Monday, 16 February 2009

27. Kings of England at BAC New Year New Spaces

Between 26th and 31st Jan we were on a residency at BAC as part of New Year, New Spaces, along with LOTS of other artists including the splendid Levantes Dance Theatre, Dancing Brick, and These Horses.

Between Monday and Wednesday I worked with an old friend and collaborator, Kate Rowles, whose work with her own family in the context of visual performance (primarily photo, video and AV installation) inspired K of E's initial scratch at BAC last September. We tried out some movement and writing exercises and by the end of the Wednesday we had the beginnings of something which, hopefully, will turn into a scratch piece in the future.

You can explore Kate's excellent work here.

Mum & Dad turned up on Thursday afternoon giving us a day and a half to pull the show together, which we did. Essentially it was a 10-minute performance lecture with Dad reciting poetry, singing a song, and dancing with Mum.

To offer an idea of the central concerns in the BAC show, we should note that Dad had been married before he married my Mum. I wanted to talk about how it was possible for him to recover from the disappointment of losing one woman by finding another. He didn't want to talk about it, or at least, not in any detailed terms. So in response we had to think of a way of Dad played out the notion of recovery or reorientation in the most general terms. It resulted in the following text, which I think is about Dad but which Mum thinks is about me:

Article 4. "The Wilderness. 1970"/-

He had been out in the wilderness for some time – too long – and dark was the night, cold was the ground, walking until morning and sleeping by day in the dark holler. On leaving civilization, he had imagined some sort of dominion over the animals of the forest. He had foreseen a land of plenty, or, at least, just enough. But by the end of January he conceded that he had been starving for weeks, or had been starving himself.

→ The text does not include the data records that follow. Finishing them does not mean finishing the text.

PR #1055, opened 2023-10-31
feat: add Typescript type for config (closes #1052)

### LINKED ISSUE #1052: TypeScript Config file
Just wondering, is there any reason `.ts` isn't included in the list of searches for config files?

Would be nice to make a typed config file.

I'd be happy to submit a PR too :)

JohnCampionJr:
I only added the Config; typing the whole project would only be useful for plugin authors and would be a much larger project.

Sample ts config:
```ts
import type { Config } from 'release-it'

export default {
  plugins: {},
  hooks: {},
  git: {
    commit: true,
    tag: true,
    push: true,
  },
  github: {
    release: true,
  },
  npm: {
    publish: true,
  },
} satisfies Config
```

### DIFF
--- a/CHANGELOG.md
+++ b/CHANGELOG.md
@@ -5,6 +5,10 @@ This document lists breaking changes for each major release.
 See the GitHub Releases page for detailed changelogs:
 [https://github.com/release-it/release-it/releases](https://github.com/release-it/release-it/releases)
 
+## v17 (2023-11-11)
+
+- Removed support for Node.js v16.
+
 ## v16 (2023-07-05)
 
 - Removed support for Node.js v14.
--- a/README.md
+++ b/README.md
@@ -337,8 +337,9 @@ release-it programmatically][48] for example code.
 
 ## Legacy Node.js
 
-The latest major version is v16, supporting Node.js 16 and up (as Node.js v14 is EOL). Use release-it v15 for
-environments running Node.js v14. Also see [CHANGELOG.md][70].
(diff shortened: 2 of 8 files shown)


webpro:
Thanks @JohnCampionJr! I'm happy to merge it, but is there a way to automate the generation of the `types/config.d.ts` file?

JohnCampionJr:
There probably is but I’m not sure how without moving everything to
typescript. This is more of a stop-gap.

ghiscoding:
Would it be possible to also add brief instructions on 1 of the README so it would be easier for discovery. Thanks

JohnCampionJr:
I've added a bit to the config docs

JohnCampionJr:
Looks like you just did that; I don't see any unrelated changes any more either.

webpro:
And how about adding it to [Definitely Typed](https://github.com/DefinitelyTyped/DefinitelyTyped)?

Inspired by https://github.com/JoshuaKGoldberg/release-it-action/issues/29

northword:
Also, I think that the command line arguments (constructor arguments) could include type declarations as well, since they can affect release-it as well. 

example: 

https://github.com/northword/zotero-plugin-scaffold/blob/03ca4f76205e6fa4201ec1a2c14e782c1bb216bd/types/release-it.d.ts#L92-L100

webpro:
Thanks @JohnCampionJr, much appreciated. Sorry it took so long.

webpro:

Issue #1095, opened 2024-04-10
Return different message when requireCommitsFail is false


juancarlosjr97:
I have been thinking that when `git.requireCommitsFail` is set to `false` the message `ERROR There are no commits since the latest tag.` should not return `ERROR` but instead should return something else, like `INFO`.

It fails safe but still keeps the same message which I think is misleading in terms of logs.

Any thoughts?

webpro:
I think you're right 💯

Feel free to open a PR for this :)

PR #1101, opened 2024-04-25
Exit without error message when requireCommits is true but requireCommitsFail is false and no commits are available 

juancarlosjr97:
### Change

Updating the flow to when requireCommits is true but requireCommitsFail is set as false and no commits are available, instead of returning ERROR There are no commits since the latest tag. just returns There are no commits since the latest tag. and remove the ERROR string as that is misleading.

Fixes https://github.com/release-it/release-it/issues/1095

### DIFF
--- a/lib/index.js
+++ b/lib/index.js
@@ -138,7 +138,12 @@ const runTasks = async (opts, di) => {
     };
   } catch (err) {
     const { log } = container;
-    log ? log.error(err.message || err) : console.error(err); // eslint-disable-line no-console
+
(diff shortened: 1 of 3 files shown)


webpro:
:rocket: _This pull request is included in v17.2.1. See [Release 17.2.1](https://github.com/release-it/release-it/releases/tag/17.2.1) for release notes._

webpro:
Thanks a bunch, @juancarlosjr97!

PR #1106, opened 2024-05-14
feat(packages): updates Node.js version range to include `22.x.x`

adam-sokolowski:


webpro:
I'm sorry, I saw your PR too late, but also I would want the v21 to be removed so here we are :)

Still, thanks a lot for your support!

PR #1111, opened 2024-05-22
chore: Upgrade ESLint

nzakas:
This PR upgrades ESLint to v9.0, including the creation of the new config file.

One thing to note: `eslint-plugin-import` has a peer dependency on ESLint < 9, so in order to install, you'll need to do `npm install -f` until they are able to update that dependency. I updated the `test.yml` workflow to do that.

I also ran ESLint with `--fix`, which removed some of the unneeded disable directives.

Thanks for putting this forward as a test for the config migration tool I'm working. It proved to find several bugs.


webpro:
Thanks @nzakas! I think `--legacy-peer-deps` is slightly better than `-f` so I went with that. Glad it was helpful and release-it is on ESLint v9!

webpro:

Issue #1076, opened 2024-01-21
provide json schema of config file


hezhengxu2018:
like lerna, the json schema path has added to its config file after `lerna init`.
`"$schema": "node_modules/lerna/schemas/lerna-schema.json"`
provide the json schema would improve user experience，user can write config file without doc.

ChromeGG:
Bump, also looking for this feature :)

webpro:
That would be a nice feature indeed, if someone is willing to create and submit a JSON Schema file that would be great.

There's also ideas to add types in #1055.

juancarlosjr97:
Cool idea! What is everyone's thought on having it centralized instead of part of the installation, the same as Renovate schema for example.

```json
  "$schema": "https://docs.renovatebot.com/renovate-schema.json",
```

Sukaato:
I hope you're happy with these json schemas :)

webpro:
This has also been added to create-release-it (https://github.com/release-it/create-release-it/blob/master/index.js#L40-L43) so it comes with `npm init release-it` by default.

voxpelli:
I guess this can be closed as fixed then? :)

webpro:
Yes, thanks again @Sukaato! Very appreciated.

PR #1114, opened 2024-06-12
feat: Add json schema

Sukaato:
#1076 
Add json schema for configure release-it.json

### DIFF
--- a/schema/release.json
+++ b/schema/release.json
@@ -1,0 +1,55 @@
+{
+  "$schema": "http://json-schema.org/draft-07/schema",
+  "$id": "node_modules/release-it/schema/release",
+  "title": "JSON schema for Relase-it configuration",
+  "type": "object",
+  "additionalProperties": false,
+  "properties": {
+    "hooks": {
+      "type": "object",
+      "additionalProperties": true,
+      "patternProperties": {
+        "^(before|after):((version|git|npm|github|gitlab):)?(init|bump|release)$": {
+          "if": {
+            "type": "array"
+          },
+          "then": {
+            "type": "array",
+            "items": {
+              "type": "string"
+            }
+          },
+          "else": {
+            "type": "string"
+          }
+        }
+      }
+    },
+    "plugins": {
+      "type": "object",
+      "additionalProperties": true
+    },
+    "git": {
+      "$comment": "Can be a boolean or git config object",
+      "if": {
+        "type": "object"
+      },
+      "then": {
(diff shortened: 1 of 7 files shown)


schema/release.json
```diff
@@ -0,0 +1,55 @@
+{
+  "$schema": "http://json-schema.org/draft-07/schema",
+  "$id": "node_modules/release-it/schema/release",
```
webpro, line 3: Why does this value contain `node_modules`? Is it supposed to reference itself?

schema/release.json
```diff
@@ -0,0 +1,55 @@
...
+      "type": "object",
+      "additionalProperties": true
+    },
+    "git": {
+      "$comment": "Can be a boolean or git config object",
+      "if": {
+        "type": "object"
+      },
+      "then": {
+        "$ref": "node_modules/release-it/schema/git.json"
```
webpro, line 38: Maybe this could be a relative reference to `"./git.json"`?

schema/release.json
```diff
@@ -0,0 +1,55 @@
...
+      },
+      "else": {
+        "type": "boolean",
+        "default": false
+      }
+    },
+    "npm": {
```
webpro, line 45: Every plugin can be `false` (like `"git"`)

schema/test.json
```diff
@@ -0,0 +1,6 @@
+{
+  "$schema": "file:///C:/Users/KANOMA1/Documents/projects/release-it/schema/release.json",
```
webpro, line 2: Maybe this file should be omitted entirely?

webpro (commented):
Thanks for the PR, @Sukaato. I have a few questions. Also: can this file be auto-generated somehow?

schema/release.json
Sukaato: I've just fixed all $ref path

schema/release.json
Sukaato: it's just a unique id, we can write we want, i've just change it for a better in latest commit

schema/release.json
Sukaato: fixed in last commit

schema/test.json
Sukaato: removed in last commit

webpro:

webpro:
Thanks @Sukaato! This is the recommendation:

```json
{
  "$schema": "https://unpkg.com/release-it@17/schema/release-it.json"
}
```

I'll add it to the docs soon.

Whilst once a civilised man, he now lacked every refinement he had prided himself on. He now longed for a good meal, a warm bed, and maybe a woman, if he could think of enough to say to trick one of them. His journal entries, growing infrequent, lapsed, and finally he began to tear out the pages to kindle his fires. When the journal was gone he begun with his hymn book, and at last his eyes rested on a familiar passage that his Father, a devout and abstemious man, had taught him many years before.

DAD sings "The Pilgrim Stranger".

That night he walked, as was his custom, but neglected his usual routes, which turned and turned about, listlessly, and instead he tended towards more or less straight lines that befitted a man with newly found sense of purpose.

By morning he is standing at the edge, and in the distance he sees, farmed lands, ordered hedgerows and dry stonewalls, and, squinting, he could see the smoke from chimneys, little houses dotted on the horizon.

He took out his old binoculars and surveyed the land, which looked splendid accordingly and he said to himself:

DAD: “Well, now, there I might live”…

And there he did live, for an hour, a summer and a winter life; saw how he could let the years run off, wait the winters through and see the spring come in again.


NB. "The Pilgrim Stranger" is also called "There is a Land of Pleasure" and I found it on a website called "American Memory" run by the Smithsonian. You can listen to Warde Ford singing it here.

The last line of the text is Adapted from Thoreau, Walden, Ch2: "Where I lived and What I Lived For". I'll put a proper reference in soon.

Photos of the Show:








Top-to-bottom:
"Style is the answer to everything..."
Dad comes out of The Wilderness singing an old hymn "The Pilgrim Stranger"
Dad dances with Mum to "I Wish I Knew How It Would Feel To Be Free" arranged by John Fahey & His Orchestra.
Response to Applause.

Photographs Kate Rowles.

Setting Up:






Top-to-bottom:
1&2 Mum & Dad re-lay the tape that made up our set.
2-5: A Brief History of Time, by Stephen Hawking, each page made into a paper Aeroplanes and put into flight by my father in the Council Chamber, by the Ayes Door 30th January 2009.

NB. The Aeroplanes flew poorly. They were too heavy and nosedived. We were going to start the show with the aeroplanes but didn't. But I did something else with them at Carlisle (see post 28).